I'm not fully sure mine is correct. The code is simple enough that I can't see how it could be missing solutions...but on that one you said has 384 solutions mine only finds 344.

The hard one for 2025-09-15 had millions of solutions. Here's that puzzle, in a text format that I use to enter puzzles for my solver.

  ..AAB
  .AAAAAA
  .ACAAAA
  DAEAFGA-H

  A 63
  B 1
  C 0
  D 6
  E 0
  F 4
  G 4
  H 1

  65 12 45 15
  53 25 44 00
  42 33 34 55

The first part shows the layout, with each line representing one row. Each square of the puzzle is assigned a letter or '-'. All squares with the same letter are part of the same constraint group. Squares that are not constrained get '-'. The rows are aligned so the each square is in the same column as any square adjacent to it in the previous or next row. Dots are used to pad shorter rows on the left for alignment. Dots are also used if there is an skipped space in a row.

The second part is the constraint groups. The format is simply the letter assigned to that constraint group and then the constraint. The possible constraints are N, <N, >N, =, and <>, meaning that the group must sum to N, sum to <N, sum to >N, contain the same number of pips in each square, and contain no two squares with the same number of pips, respectively.
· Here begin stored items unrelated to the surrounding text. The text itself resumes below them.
PR #147, opened 2022-02-04
Fix external test breakage

tsibley:
See commit messages. If CI passes for this PR, then the PR has done its job. :-)


tsibley:
Ok, now just 3.9 is failing with:

    ModuleNotFoundError: No module named 'importlib.readers'

from inside pytest/importlib, which is… odd. Will try to repro locally and see what's up.

PR #157, opened 2022-03-03
config: Use a global lockfile separate from the config/secrets files

### LINKED ISSUE #151: `[Errno 13] Permission denied` on Windows
_from [discussion post](https://discussion.nextstrain.org/t/nextstrain-cli-installation-permission-error-errno-13/1011)_

**Current Behavior**  

The error happens with at least the following 3 commands:

1. `nextstrain update`

    ```
    >nextstrain update
    ...
    File "C:\Users\vlin\Miniconda3\envs\nextstrain\Scripts\nextstrain-script.py", line 9, in <module>
        sys.exit(main())
    File "C:\Users\vlin\Miniconda3\envs\nextstrain\lib\site-packages\nextstrain\cli\__main__.py", line 10, in main
        return cli.run( argv[1:] )
    File "C:\Users\vlin\Miniconda3\envs\nextstrain\lib\site-packages\nextstrain\cli\__init__.py", line 31, in run
    File "C:\Users\vlin\Miniconda3\envs\nextstrain\lib\site-packages\nextstrain\cli\command\update.py", line 25, in run
        statuses = [
    File "C:\Users\vlin\Miniconda3\envs\nextstrain\lib\site-packages\nextstrain\cli\command\update.py", line 26, in <listcomp>
        runner.update()
    File "C:\Users\vlin\Miniconda3\envs\nextstrain\lib\site-packages\nextstrain\cli\runner\docker.py", line 234, in update
        config.set("docker", "image", latest_image)
    File "C:\Users\vlin\Miniconda3\envs\nextstrain\lib\site-packages\nextstrain\cli\config.py", line 105, in set
        save(config, path)
    File "C:\Users\vlin\Miniconda3\envs\nextstrain\lib\site-packages\nextstrain\cli\config.py", line 72, in save
        config.write(file)
    PermissionError: [Errno 13] Permission denied
    ```

2. `nextstrain check-setup --set-default` with docker, aws-batch supported

    ```
    >nextstrain check-setup --set-default
    ...
    Setting default environment to docker.
    PermissionError: [Errno 13] Permission denied

    During handling of the above exception, another exception occurred:

    File "C:\Users\vlin\Miniconda3\envs\nextstrain\Scripts\nextstrain-script.py", line 9, in <module>
        sys.exit(main())
    File "C:\Users\vlin\Miniconda3\envs\nextstrain\lib\site-packages\nextstrain\cli\__main__.py", line 10, in main
        return cli.run( argv[1:] )
    File "C:\Users\vlin\Miniconda3\envs\nextstrain\lib\site-packages\nextstrain\cli\__init__.py", line 31, in run
    File "C:\Users\vlin\Miniconda3\envs\nextstrain\lib\site-packages\nextstrain\cli\command\check_setup.py", line 108, in run
        config.set("core", "runner", supported_runners[0])
    File "C:\Users\vlin\Miniconda3\envs\nextstrain\lib\site-packages\nextstrain\cli\config.py", line 105, in set
        save(config, path)
    File "C:\Users\vlin\Miniconda3\envs\nextstrain\lib\site-packages\nextstrain\cli\config.py", line 72, in save
        config.write(file)
    PermissionError: [Errno 13] Permission denied
    ```

3. `nextstrain check-setup --set-default` with aws-batch supported

    ```
    >nextstrain check-setup --set-default
    ...
    All good!  Supported Nextstrain environments: aws-batch

    Setting default environment to aws-batch.
    PermissionError: [Errno 13] Permission denied

    During handling of the above exception, another exception occurred:

    File "C:\Users\vlin\Miniconda3\envs\nextstrain\Scripts\nextstrain-script.py", line 9, in <module>
        sys.exit(main())
    File "C:\Users\vlin\Miniconda3\envs\nextstrain\lib\site-packages\nextstrain\cli\__main__.py", line 10, in main
        return cli.run( argv[1:] )
    File "C:\Users\vlin\Miniconda3\envs\nextstrain\lib\site-packages\nextstrain\cli\__init__.py", line 31, in run
    File "C:\Users\vlin\Miniconda3\envs\nextstrain\lib\site-packages\nextstrain\cli\command\check_setup.py", line 108, in run
        config.set("core", "runner", supported_runners[0])
    File "C:\Users\vlin\Miniconda3\envs\nextstrain\lib\site-packages\nextstrain\cli\config.py", line 105, in set
        save(config, path)
    File "C:\Users\vlin\Miniconda3\envs\nextstrain\lib\site-packages\nextstrain\cli\config.py", line 72, in save
        config.write(file)
    PermissionError: [Errno 13] Permission denied
    ```

**Expected behavior**  

Normal behavior.

**How to reproduce**  
Steps to reproduce the current behavior:  
1. Install Nextstrain using the instructions for Windows OS in [install docs](https://docs.nextstrain.org/en/latest/install.html).
2. Run any one of the commands above.
3. See error.

**Possible solution**  
(optional)  

**Your environment: if running Nextstrain locally**  
 - Operating system: Windows 10
 - Version: nextstrain-cli 3.0.6

**Additional context**  

I checked on 3.0.3, 3.0.4, 3.0.5, and 3.0.6. The last working version was 3.0.3. So the bug was introduced somewhere here: https://github.com/nextstrain/cli/compare/3.0.3...3.0.4

Workaround: use WSL on Windows to install Nextstrain.

tsibley:
Locking the same file we then re-open for writing doesn't work on
Windows because the underlying LockFileEx is fd/handle-scoped not
process-scoped and a mandatory, OS enforced-lock, as documented¹:

> If the locking process opens the file a second time, it cannot access
> the specified region through this second handle until it unlocks the
> region.

The pattern works on Unix because the fcntl()-based lock isn't
mandatory.  This difference is noted in fastener's README², but I didn't
realize the full implications of Windows' mandatory lock when
introducing the locking in 821c08e.  My thinking was enforcement was
process-scoped not fd/handle-scoped.

Using a global lockfile instead of a per-file sidecar lockfile avoids
having to reason about the parent path existence checks which is a) hard
and b) creates several small race conditions (which were present until
now).  The downside of this simpler implementation is that accesses to
different files will be bottlenecked on the same lock (e.g. a writer to
secrets will block a reader of config; a reader of config will block a
writer of secrets).  This is just fine, however, given our usage and
very short holding times of the locks.

Resolves #151, which also discusses a rejected alternative of re-using
the same fd that fasteners locks.

¹ https://docs.microsoft.com/en-us/windows/win32/api/fileapi/nf-fileapi-lockfileex
² https://pypi.org/project/fasteners/0.17.3/#description

### DIFF
--- a/nextstrain/cli/config.py
+++ b/nextstrain/cli/config.py
@@ -26,6 +26,10 @@ CONFIG = Path(os.environ.get("NEXTSTRAIN_CONFIG") or
 SECRETS = Path(os.environ.get("NEXTSTRAIN_SECRETS") or
                HOME / ".nextstrain/secrets")
 
+# Path to our global lock file
+LOCK = Path(os.environ.get("NEXTSTRAIN_LOCK") or
+            HOME / ".nextstrain/lock")
+
 # Permissions to use for the secrets file if we have to create it.
 SECRETS_PERMS = \
     ( stat.S_IRUSR  # u+r
@@ -56,7 +60,6 @@ def save(config, path: Path = CONFIG):
     """
     secrets = path is SECRETS
 
-    # See also the handling of parents in write_lock().
     path = path.resolve(strict = False)
 
     if path.parent.name == ".nextstrain":
@@ -79,7 +82,7 @@ def get(section: str, field: str, fallback: str = None, path: Path = CONFIG) -> 
     If *section* or *field* does not exist, returns *fallback* (which defaults
     to None).
     """
-    with read_lock(path):
+    with read_lock():
         config = load(path)
 
         if section in config:
@@ -94,7 +97,7 @@ def set(section: str, field: str, value: str, path: Path = CONFIG):
 
     If *section* does not exist, it is automatically created.
     """
-    with write_lock(path):
+    with write_lock():
         config = load(path)
 
         if section not in config:
@@ -115,7 +118,7 @@ def remove(section: str, path: Path) -> bool:
     if not path.exists():
         return False
 
-    with write_lock(path):
+    with write_lock():
         config = load(path)
 
         if section not in config:
@@ -129,38 +132,22 @@ def remove(section: str, path: Path) -> bool:
 
 
 @contextmanager
-def read_lock(path: Path):
+def read_lock():
     """
-    Lock *path* for reading across processes (but not within).
+    Lock for reading across processes (but not within).
 
-    Uses advisory/cooperative locks.  Avoids creating *path* if it does not
-    exist.
+    Uses a global advisory/cooperative lock.
     """
-    if path.exists():
-        with InterProcessReaderWriterLock(path).read_lock():
-            yield
-    else:
+    with InterProcessReaderWriterLock(LOCK).read_lock():
         yield
 
 
 @contextmanager
-def write_lock(path: Path):
+def write_lock():
     """
-    Lock *path* for writing across processes (but not within).
+    Lock for writing across processes (but not within).
 
-    Uses advisory/cooperative locks.  Avoids creating *path* if the parent does
-    not exist.
+    Uses a global advisory/cooperative lock.
     """
-    # We only care if the parent exists, as the file is expected to be written
-    # and created if it does not exist.
-    parent = path.resolve(strict = False).parent
-
-    if parent.name == ".nextstrain":
-        # save() will auto-create in this case, so look one parent higher.
-        parent = parent.parent
-
-    if parent.exists():
-        with InterProcessReaderWriterLock(path).write_lock():
-            yield
-    else:
+    with InterProcessReaderWriterLock(LOCK).write_lock():
         yield


victorlin (approved):
Nice job tracking this down without access to a Windows machine! Tested on Windows 10 with https://github.com/nextstrain/cli/issues/151#issuecomment-1058502142 and this solves the issue.

>  The downside of this simpler implementation is that accesses to
different files will be bottlenecked on the same lock

I'm not sure where these locks take place and for how long, but would it result in scenarios where multiple SLURM jobs are submitted under the same user, happen to run `nextstrain update` at the same time, causing all but one job to crash?

If the chances of that happening are slim, then this is perfect. If not, then some sort of error handling or retry would be better than `[Errno 13] Permission denied`.

tsibley:
> would it result in scenarios where multiple SLURM jobs are submitted under the same user, happen to run `nextstrain update` at the same time, causing all but one job to crash?
> 
> If the chances of that happening are slim, then this is perfect. If not, then some sort of error handling or retry would be better than `[Errno 13] Permission denied`.

Ah, so the effect of the locking is writes are serialized and reads wait until a write is finished, at which point reads can proceed in parallel. Lock acquisition retries automatically, as the default acquisition method is blocking without a timeout.

The errno 13 crash shouldn't happen again; it was the result of the mandatory lock denying access to an operation that didn't hold the lock, not the result of lock acquisition failing or waiting.

Re: SLURM specifically, if the jobs are accessing a shared filesystem that supports `fcntl()` locking (like modern NFS) then it'll all work out fine. If the shared filesystem doesn't support locking (:thinking:), either it'll silently not actually lock or throw an "unsupported" error for _all_ lock acquisitions and none will succeed. IME the former is more common (:scream:). I'm not worried about this case though; it should be very rare to occur, if at all, because of the timing requirements and on top of that, modern shared FS support locks.

Did you have a specific use case in mind with the SLURM question, or was it just a general example?

victorlin:
@tsibley

> Did you have a specific use case in mind with the SLURM question, or was it just a general example?

No, was just trying to think of ways where a global lock could be problematic. But like you've described, we should be good here!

The final part is the available tiles, each represented by two digits showing the number of pips on the two squares of the tile.

There are some tiles that must go in fixed positions for this one. Square D must have a 6, and we only have one tile with a 6 so that most go there, and D only has one neighbor so there is only one way to place it.

Squares C and E are adjacent and must each be 0. We only have two 0's and the are on the same tile, so that one must go on C and E. B and H each must have a 1, and we only have two ones, the 12 and 15 tile. Which goes where? We can figure that out by noting that whichever is used on H will have its other end on the "-" square, which is the only square not part of a constraint group. To satisfy all the constraint groups we need a total of 79 pips. The total number of pips on the tiles is 81. We can only afford to lose 2 to that "-" square, and so H gets the 12 tile.

The 1 of the 15 then has to go on B, and no matter how we orient it the 5 will be in the A group.

F and G are constrained to 4 each, and we have 4's available on the 42 43 44 and 45 tiles.

Even with some of the previously forced tile placements taking filling some of the squares in the big A group, and no matter how we cover F and G (which can also cover up to 2 squares in the A group), we are still going to end up with several leftover tiles and several several empty A squares that they have to fill with no constraints on how they have to go into the A group, and so we get a large number of combinations that work.

My solver says there are a total of 2 764 800. I've tried to verify that by working out all the combinations manually but I'm getting different answers depending on how I do it, so I'm missing some case I think.

Today's (2025-10-18) hard,

  ..AA
  ..AA
  BBACCC
  .DACC
  ..EEF
  ..-GGG
  .....-
  ....HH

  A <>
  B 8
  C 29
  D 0
  E 3
  F >3
  G 7
  H =

  41 10 16 06
  66 62 64 56
  44 25 42 05

has 10 464 solutions. Like the earlier example some of these are trivial rearrangements within areas, but they fall into several families that have non-trivial differences between the families.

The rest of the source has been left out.